INFORMATION PROVIDED
----------------

PR #1965, opened 2022-05-06
DRT - promised pickup time window offer acceptor

nkuehnel:
update of https://github.com/matsim-org/matsim-libs/pull/1954
in response to
https://github.com/matsim-org/matsim-libs/pull/1963

Left out the config parameter for now.
@michalmac I wasn't sure about the package location, it's not necessarily part of an extension.

### DIFF
--- a/contribs/drt/src/main/java/org/matsim/contrib/drt/passenger/PromisedPickupTimeWindowDrtOfferAcceptor.java
+++ b/contribs/drt/src/main/java/org/matsim/contrib/drt/passenger/PromisedPickupTimeWindowDrtOfferAcceptor.java
@@ -1,0 +1,21 @@
+package org.matsim.contrib.drt.passenger;
+
+import java.util.Optional;
+
+/**
+ * @author nkuehnel / MOIA
+ */
+public final class PromisedPickupTimeWindowDrtOfferAcceptor implements DrtOfferAcceptor {
+	private final double promisedPickupTimeWindow;
+
+	public PromisedPickupTimeWindowDrtOfferAcceptor(double promisedPickTimeWindow) {
+		this.promisedPickupTimeWindow = promisedPickTimeWindow;
+	}
+
+	@Override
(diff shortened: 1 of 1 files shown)


michalmac:
Nice. LGTM

>Left out the config parameter for now.

Makes sense. If we see more use cases, we can add it to the standard config. Maybe we should even group all the time constraint params into one param set. For the time being, you could try out the new possibility of subclassing the drt config.

> @michalmac I wasn't sure about the package location, it's not necessarily part of an extension.

👍

contribs/drt/src/main/java/org/matsim/contrib/drt/passenger/PromisedPickupTimeWindowDrtOfferAcceptor.java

----------------

EXERCISE DIRECTIONS
Each line in the listing above that includes "pull" is to be copied.

TASK SOLUTION
update of https://github.com/matsim-org/matsim-libs/pull/1954
https://github.com/matsim-org/matsim-libs/pull/1963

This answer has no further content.